PR #4302, opened 2022-02-16
[lang] Hide internal apis about Fields

mzmzm:
Related issue = #3782

### DIFF
--- a/python/taichi/lang/field.py
+++ b/python/taichi/lang/field.py
@@ -55,7 +55,7 @@ class Field:
         """
         return self.snode.name
 
-    def _parent(self, n=1):
+    def parent(self, n=1):
         """Gets an ancestor of the representative SNode in the SNode tree.
 
         Args:
--- a/python/taichi/lang/field.py
+++ b/python/taichi/lang/field.py
@@ -20,6 +20,15 @@ class Field:
         self.grad = None
 
     @property
+    def snode(self):
+        """Gets representative SNode for info purposes.
+
+        Returns:
+            SNode: Representative SNode (SNode of first field member).
+        """
+        return self._snode
+
+    @property
     def _snode(self):
         """Gets representative SNode for info purposes.
 
--- a/python/taichi/lang/field.py
+++ b/python/taichi/lang/field.py
@@ -64,6 +64,15 @@ class Field:
         """
         return self._snode._name
 
+    def parent(self, n=1):
+        """Gets an ancestor of the representative SNode in the SNode tree.
+        Args:
+            n (int): the number of levels going up from the representative SNode.
+        Returns:
+            SNode: The n-th parent of the representative SNode.
+        """
+        return self.snode.parent(n)
+
     def _get_field_members(self):
         """Gets field members.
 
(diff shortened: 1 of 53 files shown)


strongoier (commented):
You may need to cancel modifications to `loop_range`, otherwise it will conflict with #4303.

mzmzm:
> You may need to cancel modifications to `loop_range`, otherwise it will conflict with #4303.

Done

python/taichi/lang/struct.py
```diff
@@ -293,60 +293,60 @@ class StructField(Field):
     def __init__(self, field_dict, name=None):
         # will not call Field initializer
         self.field_dict = field_dict
-        self._name = name
-        self.register_fields()
+        self.__name = name
```
strongoier, line 296: For this we can directly say `self.name = name` and remove the property below.

tests/python/test_struct_for_intermediate.py
```diff
@@ -12,7 +12,7 @@ def _test_nested():
 
     @ti.kernel
     def iterate():
-        for i, j in x.parent():
+        for i, j in x._parent():
```
strongoier, line 15: This is a huge break of user code. Let's go back to `parent()`.

python/taichi/lang/struct.py
mzmzm: done

tests/python/test_struct_for_intermediate.py
mzmzm: done

python/taichi/lang/field.py
```diff
@@ -220,6 +218,26 @@ class ScalarField(Field):
...
+        """Gets corresponding SNode for info purposes.
+
+        Returns:
+            SNode: corresponding SNode (SNode of first field member).
+        """
+        return self._snode
+
+    def parent(self, n=1):
+        """Gets an ancestor of the representative SNode in the SNode tree.
+
```
strongoier, line 232: `snode` and `parent` should be moved back to the base class.

python/taichi/lang/matrix.py
```diff
@@ -1100,6 +1100,15 @@ def __init__(self, _vars, n, m):
         self.m = m
         self.dynamic_index_stride = None
 
+    @property
+    def snode(self):
+        """Gets corresponding SNode for info purposes.
```
strongoier, line 1105: ditto

python/taichi/lang/field.py
```diff
@@ -44,29 +53,27 @@ def dtype(self):
...
 
         Returns:
             str: Field name.
         """
-        return self.snode._name
+        return self._snode._name
 
     def parent(self, n=1):
         """Gets an ancestor of the representative SNode in the SNode tree.
-
```
strongoier, line 60: Why remove this line?

python/taichi/lang/field.py
```diff
@@ -44,29 +53,27 @@ def dtype(self):
...
         Args:
             n (int): the number of levels going up from the representative SNode.
-
```
strongoier, line 63: ditto

python/taichi/lang/field.py
mzmzm: fix

python/taichi/lang/field.py
mzmzm: fix

strongoier (approved):
LGTM!

Issue #3988, opened 2022-01-10
ndarray release blockers


ailzhang:
- [ ] get rid of all deprecated `ndarray_use_torch` code @qiao-bo 
- [ ] #3903 
- [ ] ndarray docs

Please feel free to add more!

ailzhang:
need element_shape info in vulkan backend as well.

ailzhang:
need update android ndarray tutorial as well.

PR #4307, opened 2022-02-16
[refactor] Remove Ndarray torch implementation and tests

qiao-bo:
Related issue = #3988 

tests merge will be followed by a separate PR.

### DIFF
--- a/tests/python/test_ndarray.py
+++ b/tests/python/test_ndarray.py
@@ -9,6 +9,9 @@ from taichi.lang.util import has_pytorch
 import taichi as ti
 from tests import test_utils
 
+if has_pytorch():
+    import torch
+
 # properties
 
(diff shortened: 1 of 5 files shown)


strongoier (approved):
LGTM!

ailzhang (approved):
LGTM！

tests/python/test_ndarray.py
```diff
@@ -567,24 +445,28 @@ def func(a: ti.any_arr(element_dim=1)):
     v = np.zeros((6, 10), dtype=np.int32)
     func(v)
     assert impl.get_runtime().get_num_compiled_functions() == 1
-    import torch
```
strongoier, line 570: Splitting this test violates its original intention. I suggest using a numpy array instead here if torch is not installed.

Issue #2498, opened 2021-07-07
Get whether the field needs gradients or not


ljcc0930:

ljcc0930:
related issue = #2499

ljcc0930:
Temporary solution: `<field>.snode.needs_grad`

PR #4308, opened 2022-02-16
[lang] Hide dtype and needs_grad from SNode

strongoier:
Related issue = #3782

Both of them only apply to leaf SNodes, i.e., fields. So users should get the info from a `Field` instance instead of a `SNode`. After this PR, `dtype` of `SNode` is hidden and `needs_grad` is removed.

### DIFF
--- a/python/taichi/lang/field.py
+++ b/python/taichi/lang/field.py
@@ -44,7 +44,7 @@ class Field:
         Returns:
             DataType: Data type of each individual value.
         """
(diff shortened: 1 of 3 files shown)


ailzhang (approved):
LGTM!

ifsheldon:
@ailzhang @strongoier I need `needs_grad` in my library `stannum`. This property dates back to #2498 and I had the conversation in the old slack channel of Taichi community.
⁂
Action item: In the listing, find all lines with the string "purposes" and copy them.

Solution for this exercise:
+        """Gets representative SNode for info purposes.
         """Gets representative SNode for info purposes.
+        """Gets corresponding SNode for info purposes.
+        """Gets corresponding SNode for info purposes.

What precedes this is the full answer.